The Sunday School Sessions is a recording process that has taken place since 2011 and features some of my favourite Irish acts, such as Hidden Highways (pictured above at the sessions), the Crayon Set and Ambience Affair. Now they want to get the music out there and have launched a Fund It campaign to help them out. They’re looking for €2000 to press and package the record and get them “started on a little tour of the country”. Rewards include tickets to a Sunday School Sessions show, a record of the album, prints and a personal thank you. You can contribute to the album and tour here.

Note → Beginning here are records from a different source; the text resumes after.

PR #471, opened 2019-08-23
[#166785497] Better RedisSessionStorage Errors logging

BurnedMarshal:


digitalcitizenship:
<table>
  <thead>
    <tr>
      <th width="50"></th>
    </tr>
  </thead>
  <tbody><tr>
      <td>:warning:</td>
      <td>

  </td>
    </tr>
  </tbody>
</table>



## Affected stories

  * 🌟 [#166785497](https://www.pivotaltracker.com/story/show/166785497): Migliorare logging degli errori sulle operazioni Redis

<p align="right">
</p>

src/services/redisSessionStorage.ts
```diff
@@ -107,8 +109,7 @@ export default class RedisSessionStorage extends RedisStorageUtils
     const errorOrSession = await this.loadSessionBySessionToken(token);
 
     if (isLeft(errorOrSession)) {
-      const error = errorOrSession.value;
-      return left(error);
+      return left(errorOrSession.value); // TODO: Error not propagated
```
BurnedMarshal: @cloudify on this scenario the error is not propagated to the client and i think is not logged completely server side.
When this method is called the `fulfill` function ignore the error and set user to `false`:
```
sessionStorage.getBySessionToken(token as SessionToken).then(
  (errorOrUser: Either<Error, User>) => {
    fulfill(errorOrUser, done);
  },
  () => {
    done(undefined, false);
  }
);
```
Reference to the file [here](https://github.com/teamdigitale/io-backend/blob/166785497-better-redis-logs/src/strategies/bearerTokenStrategy.ts#L60)

cloudify: yeah I think in that case the user gets a 401 - `getBySessionToken ` should return a`Promise<Either<Error, Option<User>>>` to be able to distinguish errors from missing sessions

cloudify: once you have that, you can provide an error reason in the authentication callback in the bearer token strategy, see [here](http://www.passportjs.org/docs/configure/)

src/utils/errorsFormatter.ts
```diff
@@ -0,0 +1,27 @@
...
+ * @param context
+ * @returns A single Error instance with a formatted message.
+ */
+export function multipleErrorsFormatter(
+  errors: ReadonlyArray<Error>,
+  context: string
+): Error {
+  return new Error(
+    errors
+      .map(_ => {
```
cloudify: since `getMessage` is called only from here and is so small it can be inlined

```suggestion
      .map(_ => `value [${JSON.stringify(_)}]`)
```

BurnedMarshal: fixed in bda2514

src/services/redisSessionStorage.ts
BurnedMarshal: Fixed in 5d94c37 and bda2514

src/strategies/bearerTokenStrategy.ts
```diff
@@ -58,11 +59,19 @@ const bearerTokenStrategy = (
 };
 
 function fulfill(
-  errorOrUser: Either<Error, User>,
+  errorOrUser: Either<Error, Option<User>>,
   // tslint:disable-next-line:no-any
-  done: (error: any, user?: any, options?: IVerifyOptions | string) => void
+  done: (error: any, user?: any, options?: IVerifyOptions | string) => void,
+  scope: string
```
cloudify: why is `token` above but `scope` here? is it the same thing?

BurnedMarshal: It was because of `IVerifyOptions`  require scope parameters with a message. But I sow the implementation of `passport-http-bearer` and when options is a string it was the same that passes only the message. Fixed in 0511e0e

PR #494, opened 2019-09-20
[#161862749] add issuer info on spid auth errors logs

BurnedMarshal:


digitalcitizenship:
<table>
  <thead>
    <tr>
      <th width="50"></th>
    </tr>
  </thead>
  <tbody><tr>
      <td>:warning:</td>
      <td>

  </td>
    </tr>
  </tbody>
</table>



## Affected stories

  * 🌟 [#161862749](https://www.pivotaltracker.com/story/show/161862749): Nel caso di errori di autenticazione SPID, è opportuno loggare l'IdP relativo

<p align="right">
</p>

src/app.ts
```diff
@@ -98,8 +99,9 @@ function withSpidAuth(
     next: express.NextFunction
   ) => {
     passport.authenticate("spid", async (err, user) => {
+      const issuer = getSamlIssuer(req.body);
       if (err) {
-        log.error("Error in SPID authentication: %s", err);
+        log.error("Error in SPID authentication: %s | Issuer: %s", err, issuer);
```
cloudify: we are using the following format in other components, since we're changing the code already, can you make it like that?

```
SpidStrategy|Authentication error|ERROR=${err}|ISSUER=${issuer}
```

(_SpidStrategy_ is the functions/component that is logging, feel free to use a different name)

src/app.ts
```diff
@@ -98,8 +99,9 @@ function withSpidAuth(
     next: express.NextFunction
   ) => {
     passport.authenticate("spid", async (err, user) => {
+      const issuer = getSamlIssuer(req.body);
```
cloudify: you should handle the `undefined` value, either with a default value (e.g. `UNKNOWN`) or by not logging the issuer

src/utils/saml.ts
```diff
@@ -0,0 +1,21 @@
+import { DOMParser } from "xmldom";
+
+export interface ISamlResponse {
+  RelayState: string;
+  SAMLResponse: string;
+}
+
+export const getSamlIssuer = (body: ISamlResponse): string | undefined => {
+  const decodedResponse =
+    body && body.SAMLResponse
```
cloudify: given the type declaration of this function, `body` is always defined, so perhaps `body` should be of type `ISamlResponse | undefined` ?

src/utils/saml.ts
```diff
@@ -0,0 +1,21 @@
+import { DOMParser } from "xmldom";
+
+export interface ISamlResponse {
+  RelayState: string;
```
cloudify: this field is not used in the code below, you can avoid declaring it in the interface

src/utils/saml.ts
```diff
@@ -0,0 +1,21 @@
...
+  SAMLResponse: string;
```
cloudify: from the code below, this seems to be optional

src/utils/saml.ts
```diff
@@ -0,0 +1,21 @@
...
+      ? Buffer.from(body.SAMLResponse, "base64").toString("utf8")
+      : "";
+  const domParser = new DOMParser().parseFromString(decodedResponse);
+  if (domParser === undefined) {
+    return undefined;
+  }
+  const samlIssuerTAG = "saml:Issuer";
+  const samlIssuerElements = domParser.getElementsByTagName(samlIssuerTAG);
+  const issuers = Array.from(samlIssuerElements).map(_ => _.textContent);
+  return issuers[0] ? issuers[0] : undefined;
```
cloudify: isn't this code equivalent to `return issuers[0];` ?

src/utils/saml.ts
```diff
@@ -0,0 +1,21 @@
...
+    body && body.SAMLResponse
+      ? Buffer.from(body.SAMLResponse, "base64").toString("utf8")
+      : "";
+  const domParser = new DOMParser().parseFromString(decodedResponse);
+  if (domParser === undefined) {
+    return undefined;
+  }
+  const samlIssuerTAG = "saml:Issuer";
+  const samlIssuerElements = domParser.getElementsByTagName(samlIssuerTAG);
+  const issuers = Array.from(samlIssuerElements).map(_ => _.textContent);
```
cloudify: why you need `Array.from` ?

src/utils/saml.ts
BurnedMarshal: Could be the type of `body` parameters `unknown`?

src/utils/saml.ts
BurnedMarshal: Because `getElementsByTagName()` return an `HTMLCollectionOf<Element>` that is an `Iterable` even if no one or only one element is present.

BurnedMarshal: I could use `item(0)`. I'll fix it

src/app.ts
BurnedMarshal: fixed in d098c6c

src/utils/saml.ts
BurnedMarshal: fixed in d098c6c

src/utils/saml.ts
BurnedMarshal: fixed in d098c6c

src/app.ts
BurnedMarshal: fixed in d098c6c

src/utils/saml.ts
cloudify: yes, it would be much better, then you can use io-ts do decode it to a typed object

src/utils/saml.ts
BurnedMarshal: fixed in 1145b45

src/utils/saml.ts
BurnedMarshal: fixed in 1145b45

src/utils/saml.ts
BurnedMarshal: fixed in 1145b45

src/utils/saml.ts
```diff
@@ -0,0 +1,27 @@
+import { isLeft } from "fp-ts/lib/Either";
+import * as t from "io-ts";
+import { DOMParser } from "xmldom";
+
+const SAMLResponse = t.type({
+  RelayState: t.string,
```
cloudify: you can avoid declaring `RelayState` since you don't need it

src/utils/saml.ts
```diff
@@ -0,0 +1,27 @@
...
+  SAMLResponse: t.string
+});
+export type SAMLResponse = t.TypeOf<typeof SAMLResponse>;
+
+export const getSamlIssuer = (body: unknown): string => {
```
cloudify: there's a more functional syntax if you like, in the lines of

```ts
fromEither(SAMLResponse.decode(body))
  .map(_ => Buffer.from(_.SAMLResponse, "base64").toString("utf8"))
  .chain(_ => fromNullable(new DOMParser().parseFromString(_)))
  .chain(_ => fromNullable(_.getElementsByTagName("saml:Issuer").item(0))
  .chain(_ => fromNullable(_.textContent))
  .getOrElse("UNKNOWN")
```

`fromEither` and `fromNullable` come from `fp-ts/lib/Option`

BurnedMarshal: Sure, it was amazing. Fixed in dcd6147

src/utils/saml.ts
BurnedMarshal: Fixed in dcd6147

PR #511, opened 2019-10-14
[#168929351] Generic Push notification when user has no active session

BurnedMarshal:
When a push notification is sent to a user, if it doesn't exist active sessions for this user, a generic push notification is sent.


digitalcitizenship:
## Affected stories

  * 🌟 [#168929351](https://www.pivotaltracker.com/story/show/168929351): Come CIT, se ho la app installata ma sono sloggato, quando ricevo un nuovo messaggio voglio ricevere una push generica

<p align="right">
</p>

src/controllers/notificationController.ts
```diff
@@ -31,7 +37,29 @@ export default class NotificationController {
   > =>
     withValidatedOrValidationError(
       Notification.decode(req.body),
-      this.notificationService.notify
+      async (data: Notification) => {
+        const userHasSessionOrError = await this.sessionStorage.userHasActiveSessions(
```
gunzip: naming: errorOrHasSession (left side = error, booleans start with `has` or `is`)

src/controllers/notificationController.ts
```diff
@@ -31,7 +37,29 @@ export default class NotificationController {
...
+        if (isRight(userHasSessionOrError) && userHasSessionOrError.value) {
+          return this.notificationService.notify(data);
+        }
+        const newData = {
+          ...data,
+          message: {
+            ...data.message,
+            content: {
+              ...data.message.content,
+              subject: "Entra nell'app per leggere il contenuto" as string &
```
gunzip: maybe it's worth to use an enviroment / configuration variable for subject here (what about translations ?)

src/services/redisSessionStorage.ts
```diff
@@ -230,46 +230,22 @@ export default class RedisSessionStorage extends RedisStorageUtils
...
-            return prev;
-          }
-        },
-        { sessions: [] } as SessionsList
-      )
-    );
+    try {
+      const userSessionTokensResult = await new Promise<ReadonlyArray<string>>(
+        (resolve, reject) => {
+          const keys = isRight(sessionKeys)
```
gunzip: sessionKeys.getOrElse(initializedSessionKeys)

src/services/redisSessionStorage.ts
```diff
@@ -308,6 +284,45 @@ export default class RedisSessionStorage extends RedisStorageUtils
...
   }
 
+  public async userHasActiveSessions(
+    fiscalCode: FiscalCode
+  ): Promise<Either<Error, boolean>> {
+    const sessionKeys = await this.readSessionInfoKeys(fiscalCode);
+    if (sessionKeys.value === sessionNotFoundError) {
+      return right(false);
+    } else if (isLeft(sessionKeys)) {
+      return left(sessionKeys.value);
```
gunzip:
```suggestion
      return sessionKeys;
```

src/services/redisSessionStorage.ts
```diff
@@ -463,4 +478,34 @@ export default class RedisSessionStorage extends RedisStorageUtils
...
     return right(replay);
   }
+
+  private parseUserSessionList(
+    userSessionTokensResult: ReadonlyArray<string>
+  ): SessionsList {
+    return userSessionTokensResult.reduce(
+      (prev: SessionsList, _) => {
+        try {
+          const sessionInfoPayload = JSON.parse(_);
```
gunzip: consider using `parseJSON` which returns an Either and cannot throw:

https://github.com/gcanti/fp-ts/blob/ea4643ebc243be824183a61b4a78f8a2651ad49b/docs/modules/Either.ts.md#parsejson-function

src/services/redisStorageUtils.ts
```diff
@@ -51,4 +51,17 @@ export default class RedisStorageUtils {
       return left(error);
     }
   }
+
+  protected genericPromisifyCallback<E, T>(
```
gunzip: probably this should go into a generic utils module (not in redisStorageUtils.ts).
consider also using `taskify` . https://github.com/gcanti/fp-ts/blob/f8725946ab9e2b7bd05dbf015007955515b69c3a/docs/modules/TaskEither.ts.md#taskify-function

which returns a `TaskEither`  (you have to call `run()` on it)

src/services/redisSessionStorage.ts
BurnedMarshal: Herewith this code chage will be a type error:
```
Type 'Left<Error, readonly string[]>' is not assignable to type 'Left<Error, boolean>'
```
A cast is necessary like this `return sessionKeys  as Left<Error, boolean>`
What do you suggest @gunzip ?

gunzip: keep your version

src/services/redisSessionStorage.ts
gunzip: gotcha ! keep the original version then (or maybe it's worth to backport parseJSON without updating fp-ts ?)

src/controllers/notificationController.ts
BurnedMarshal: Fixed in ab4bfa2

src/services/redisSessionStorage.ts
BurnedMarshal: Fixed in ab4bfa2

src/services/redisStorageUtils.ts
BurnedMarshal: I use a more generic implementation in a specific util file to promisify generic async function, compatible with redis. What you think about it?
Added in commit 824b0e1

gunzip: I'll attempt to use `taskify` first which has a semantic simlar to Either and does not require extra code, ie:

```ts
const mget = taskify(this.redisClient.mget.bind(this.redisClient));
const errorOrResult = await mget(<params>) .run();
```

or directly:

```ts
return await mget(<params>) .map(result => ...).mapLeft(err => ...).run();
```

If you get issue with the types see: https://github.com/gcanti/fp-ts/pull/621
(or ask @denisfrezzato : - )

BurnedMarshal: @gunzip `taskify` is available like `parseJSON` from `v2.0.0` of `fp-ts`

src/services/redisSessionStorage.ts
BurnedMarshal: I'll try to backport this function ;)

src/services/redisStorageUtils.ts
BurnedMarshal: I try like `parseJSON` to backport this function

gunzip: it looks that taskify is in fp-ts 1.12.0:

https://github.com/gcanti/fp-ts/blob/1.12.0/src/TaskEither.ts#L362

src/services/redisSessionStorage.ts
BurnedMarshal: Fixed in 2e3769f

src/services/redisStorageUtils.ts
BurnedMarshal: @gunzip look if it's this the right way. Fixed in 2e3769f

BurnedMarshal:
> just `return this.mgetTask(...)` without `await`.

Fixed in 0d31771

BurnedMarshal:
> it looks like there's already a `tryCatch()` method into Either:
> 
> https://github.com/gcanti/fp-ts/blob/1.12.0/src/Either.ts#L498

This function is a little bit incompatible with `stringifyJSON`

src/controllers/notificationController.ts
gunzip: cc @matteodesanti

src/utils/Either.ts
```diff
@@ -0,0 +1,108 @@
+/**
```
francescopersico: Please create a story to update fp-ts to v2 and remove this file.

gunzip: 1.17.x is the first version where we have these functions (in case 2.x differs too much):

https://github.com/gcanti/fp-ts/blob/1.17.0/src/Either.ts

BurnedMarshal: I can update to v1.17 into this PR and remove the file @francescopersico

BurnedMarshal: Fixed in e4d7db4

BurnedMarshal: Now the version of `fp-ts` for `italia-ts-commons` and `io-backend` are not aligned.
I've created a story to fix this [here](https://www.pivotaltracker.com/story/show/169728543)

PR #518, opened 2019-10-21
[#168726455] fix 500 error when logout is called

BurnedMarshal:
The `/logout` endpoint when called return always status `500` Internal Server Error.


digitalcitizenship:
## Affected stories

  * 🐞 [#168726455](https://www.pivotaltracker.com/story/show/168726455): Internal server error al logout

<p align="right">
</p>

PR #528, opened 2019-10-29
Remove apk cache from the final image.

bfabio:


Dockerfile
```diff
@@ -24,8 +24,7 @@ LABEL maintainer="https://teamdigitale.governo.it"
 
 # Install major CA certificates to cover
 # https://github.com/SparebankenVest/azure-key-vault-to-kubernetes integration
-RUN apk update && \
-    apk add ca-certificates
+RUN apk --no-cache add ca-certificates
```
gunzip: why skip the update ?

gunzip: why skip the update ?

bfabio: `no-cache` implies it. It fetches the index file from the remote archive each time [without persisting it.](https://github.com/alpinelinux/apk-tools/blob/c054fbc11e9beca0d45285c3e1f448c81416c5ce/src/database.c#L2254)

PR #538, opened 2019-11-13
[#169700602] Remove AuthenticatedProfile

BurnedMarshal:
AuthenticatedProfile is no more used because the User Profile is created when the user does the first login.


digitalcitizenship:
## Affected stories

  * 🌟 [#169700602](https://www.pivotaltracker.com/story/show/169700602): La chiamata getProfile deve restituire sempre un InitializedProfile

<p align="right">
</p>

src/types/profile.ts
```diff
@@ -42,31 +40,19 @@ export const toInitializedProfile = (
...
-});
+export const profileMissingErrorResponse = ResponseErrorInternal(
+  "Profile Missing"
+);
 
-export const notFoundProfileToAuthenticatedProfile = (
+export const notFoundProfileToInternalServerError = (
   // tslint:disable-next-line: prettier
-  response:
+  getProfile:
```
francescopersico: getProfileResponse ?

BurnedMarshal: Fixed in 59b27ba

PR #949, opened 2022-12-12
feat(io-sign): [SFEQS-1206] Add getSignatureRequest endpoint

lucacavallaro:
This PR adds the `getSignatureRequest` endpoint of `io-sign` to #940 

#### List of Changes
Added new endpoint

#### Types of changes

#### Checklist:


src/app.ts
```diff
@@ -1245,6 +1245,12 @@ function registerIoSignAPIRoutes(
     bearerSessionTokenAuth,
     toExpressHandler(ioSignController.getQtspClausesMetadata, ioSignController)
   );
+
```
gunzip, line 1248: Isn't this supposed to be added to https://github.com/pagopa/io-backend/blob/master/api_io_sign.yaml as well?

grausof: Yes, otherwise an error will also be generated during start!

PR #950, opened 2022-12-13
feat(io-sign): [SFEQS-1209, SFEQS-1226] Add getSignatureRequest and createSignature endpoint 

grausof:
This PR adds the `getSignatureRequest` and `createSignature` endpoint of `io-sign`

#### List of Changes
Added new endpoint

#### Types of changes

#### Checklist:


lucacavallaro (approved):

api_io_sign.yaml
```diff
@@ -67,12 +67,86 @@ paths:
...
+          schema:
+            $ref: "#/definitions/ProblemJson"
+        "502":
+          description: Bad gateway.
+        "504":
+          description: Gateway timeout.
+        "500":
+          description: Service unavailable.
+          schema:
+            $ref: "#/definitions/ProblemJson"
```
gunzip, line 145:
```suggestion
            $ref: "#/definitions/ProblemJson"

```

api_io_sign.yaml
```diff
@@ -137,6 +211,226 @@ definitions:
       - terms_and_conditions_url
       - nonce
 
+  Id:
```
gunzip, line 214: cant we refer to these types from the remote io-sign specs?

I mean using  `$ref: "https://raw.githubusercontent.com/io-sign/....`

api_io_sign.yaml
```diff
@@ -67,12 +67,86 @@ paths:
...
+            $ref: "#/definitions/ProblemJson"
 
+  "/signature-requests/{id}":
+    post:
+      operationId: getSignatureRequestById
+      summary: Get a Signature Request from id
+      parameters:
+        - in: path
+          name: id
+          type: string
```
gunzip, line 117: can we use a stricter definition in order to prevent path traversal?

src/controllers/ioSignController.ts
```diff
@@ -22,18 +22,36 @@ import IoSignService from "src/services/ioSignService";
...
+const responseErrorValidation = (errs: Errors) =>
+  ResponseErrorValidation(
+    "Bad request",
+    errorsToReadableMessages(errs).join(" / ")
+  );
+
+const responseErrorInternal = (reason: string) => (e: Error) =>
+  ResponseErrorInternal(`${reason} | ${e.message}`);
+
+const toErrorRetrievingTheSignerId = (e: Error) =>
```
gunzip, line 50: I'd just use `responseErrorInternal` inline and remove this method.

api_io_sign.yaml
grausof: Do you think this could also be true for other entities? I have some doubts about the different openapi version (2.0 vs 3.0)

api_io_sign.yaml
grausof: minLength and maxLength could be enough?

src/controllers/ioSignController.ts
grausof: `responseErrorInternal` is used in many places with the same reason. Do you think it's better to disable the lint warning?

api_io_sign.yaml
gunzip: I've double checked this, since io-sign API do not use the in-path user identifier to authenticate him, it's not an issue.
I'd add `minLength` anyway since it looks like it's used here: https://github.com/pagopa/io-sign/blob/main/apps/io-func-sign-user/openapi.yaml#L286

src/controllers/ioSignController.ts
gunzip: yep

api_io_sign.yaml
gunzip: > Do you think this could also be true for other entities

yes

> I have some doubts about the different openapi version (2.0 vs 3.0)

Why do we need a different version here?

grausof: > Why do we need a different version here?

I saw that all the open APIs of the other services are in 2.0. I think for a compatibility issue

gunzip: It looks like io-app is using the latest codegen version, so we can safely use openapi 3.x cc @hevelius

gunzip:
Hello, @AleDore and @gquadrati! Can we obtain your blessing on the merge of this PR by tomorrow (July 14)? :-)

src/controllers/__tests__/ioSignController.test.ts
```diff
@@ -239,3 +319,193 @@ describe("IoSignController#getQtspClausesMetadata", () => {
     });
   });
 });
+
+describe("IoSignController#getSignatureRequest", () => {
```
Garma00, line 323: Shall we add some tests in case of some bad path? for example in case of Validation errors?

src/controllers/ioSignController.ts
```diff
@@ -126,6 +135,93 @@ export default class IoSignController {
...
+              ),
+              userProfile: pipe(
+                profileWithEmailValidatedOrError(this.profileService, user),
+                TE.mapLeft(
+                  responseErrorInternal(
+                    "Error retrieving a user profile with validated email address"
+                  )
+                )
+              )
+            }),
```
gquadrati, line 174: It's pretty similar to `createFilledDocument` one, maybe we can extract it into a common method?
Also, we can reuse `toErrorRetrievingTheSignerId`

src/controllers/__tests__/ioSignController.test.ts
```diff
@@ -239,3 +319,193 @@ describe("IoSignController#getQtspClausesMetadata", () => {
...
+      user: mockedUser
+    };
+
+    const controller = new IoSignController(ioSignService, profileService);
+    const response = await controller.createSignature(req);
+
+    expect(response).toEqual(
+      expect.objectContaining({
+        kind: "IResponseErrorInternal"
+      })
```
gquadrati, line 479: We could also check `detail` field.

src/controllers/__tests__/ioSignController.test.ts
```diff
@@ -239,3 +319,193 @@ describe("IoSignController#getQtspClausesMetadata", () => {
...
```
gquadrati, line 508: ditto

AleDore:
@grausof: please note that running yarn install also yarn.lock has been changed :)

src/app.ts
```diff
@@ -1245,6 +1245,18 @@ function registerIoSignAPIRoutes(
...
   );
+
+  app.post(
+    `${basePath}/signatures`,
+    bearerSessionTokenAuth,
+    toExpressHandler(ioSignController.createSignature, ioSignController)
+  );
+
+  app.get(
+    `${basePath}/signature-requests/:id`,
```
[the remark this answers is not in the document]
lucacavallaro: you're right

lucacavallaro:
> @grausof: please note that running yarn install also yarn.lock has been changed :)

I updated the `yarn.lock`, thanks

gquadrati (changes requested):
Just a small change and some comments

api_io_sign.yaml
```diff
@@ -67,12 +67,87 @@ paths:
...
+        "504":
+          description: Gateway timeout.
+        "500":
+          description: Service unavailable.
+          schema:
+            $ref: "#/definitions/ProblemJson"
+
+  "/signature-requests/{id}":
+    post:
+      operationId: getSignatureRequestById
```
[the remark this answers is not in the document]
lucacavallaro: updated, thanks

grausof:
> @grausof: please note that running yarn install also yarn.lock has been changed :)

I restored the `yarn.lock` and fixed some reported problems!

gunzip (approved):

gquadrati (approved):

src/controllers/ioSignController.ts
```diff
@@ -126,6 +135,93 @@ export default class IoSignController {
...
+            TE.map(({ userProfile, signerId }) =>
+              this.ioSignService.createSignature(
```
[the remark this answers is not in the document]
lucacavallaro: You're right! The `ioSignService` methods could return `TaskEither` instead of `Promise` and could be composed via `chain` instead of `map` (or maybe we can wrap these methods in a `TE.tryCatch`) but since this is an effectful controller (that lift the `TaskEither` to a `Task` first and then immediately execute it!) using a `TE.map` or a `TE.chain` it's the same.

We decided that since the `map` it's also used on other controllers is already merged, we'll refactor `ioSignService` class to be entirely pure in a later PR.

PR #966, opened 2023-01-26
[#IOCIT-265] Restricted message id type to be an Ulid for message[s] endpoints

michaeldisaro:
#### List of Changes

- Imported new version `@pagopa/ts-commons` and `@pagopa/io-functions-commons` to be able to use the new `Ulid` type and specs' definition
- Updated openapi specs to check for `Ulid` regex on every message id path param 
- Changed the validation of every message id input to an `Ulid` type that is stricter than `NonEmptyString`
- Fixed tests to use `Ulid` instead of `NonEmptyString` type as an input to message[s] endpoints.

#### Motivation and Context

We need a strict type check on every path param accepted as a string to address a potential security issue.

- yarn build
- yarn openapi:bundle
- yarn test

#### Types of changes

- [x] Breaking change (fix or feature that would cause existing functionality to not work as expected)

### Note about the breaking change
We made queries on pdnd to check if it's safe to consider message id an Ulid for all messages and message statuses.
The possibility that any message has a non Ulid id in production is very remote. Non Ulid messages should be just test messages.

#### Checklist:


src/controllers/messagesController.ts
```diff
@@ -226,7 +226,7 @@ export default class MessagesController {
     | IResponseSuccessOctet<Buffer>
   > =>
     withUserFromRequest(req, user =>
-      withGetThirdPartyAttachmentParams(req, (messageId, attachmentUrl) =>
+      withGetThirdPartyAttachmentParams(req, async (messageId, attachmentUrl) =>
```
AleDore, line 229: why async?

michaeldisaro: It was a remnant from a refactor. Fixed in https://github.com/pagopa/io-backend/pull/966/commits/5e3db4f3f70cfa3dc8127cbc83933fddbfa27a65

balanza (changes requested):
Please describe why we need those changes in the PR description

openapi/generated/api_backend.yaml
```diff
@@ -2218,6 +2192,12 @@ definitions:
     allOf:
       - $ref: '#/definitions/CreatedMessageWithContent'
       - $ref: '#/definitions/EnrichedMessage'
+  Ulid:
+    type: string
+    description: Ulid string.
+    format: Ulid
+    x-import: '@pagopa/ts-commons/lib/strings'
```
balanza, line 2199: Possible improvement: instead of importing a custom decoder, just create a _PatternString_ from an explicit [OA3 pattern](https://swagger.io/docs/specification/data-models/data-types/#pattern)

(don't remember if the generator already handles it)

package.json
```diff
@@ -197,6 +197,7 @@
     ]
   },
   "resolutions": {
+    "fp-ts": "^2.11.1",
```
balanza, line 200: why this resolution?

openapi/generated/api_backend.yaml
michaeldisaro: Actually this import could be useless because for parameters we can't use definitions.
The parameter uses a PatternString with the same Ulid pattern, then inside the src we use the Ulid decoder to validate.
A client would generate the Ulid module, but the client code would be using PatternString.
Do you think we can remove it from the definitions?

package.json
michaeldisaro: Because `fp-ts` version in `io-functions-commons` is slightly different and is broking the build.

Garma00:
Closing in favour of https://github.com/pagopa/io-backend/pull/1061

Cork producer Reid has been quiet over the past year or so, but returned with new track ‘Fractures’ last week – and a moody new promo picture (above). Featuring Slow Skies singer Karen Sheridan on vocals, the song is jarring – it wants to own the dancefloor but instead moves around its fringes, getting elbowed out of the way by more obvious hits. Eoghan Reid told Clash: “I really wanted to make something intense when I started this EP. I wanted to make something that people could dance to, but also something that you could listen to while staring out the window on a train journey. I am very influenced by movie soundtracks and how they draw on people’s emotions using just sound.” Karen’s voice certainly lends itself to taking you somewhere while you stare out the train window, but its mournful tone and lyrics like “you’re broken now” are at odds with what Reid is doing underneath. It all creates a bit of a muddle rather than a rave. Reid releases the Fractures EP on August 11 via M:UK.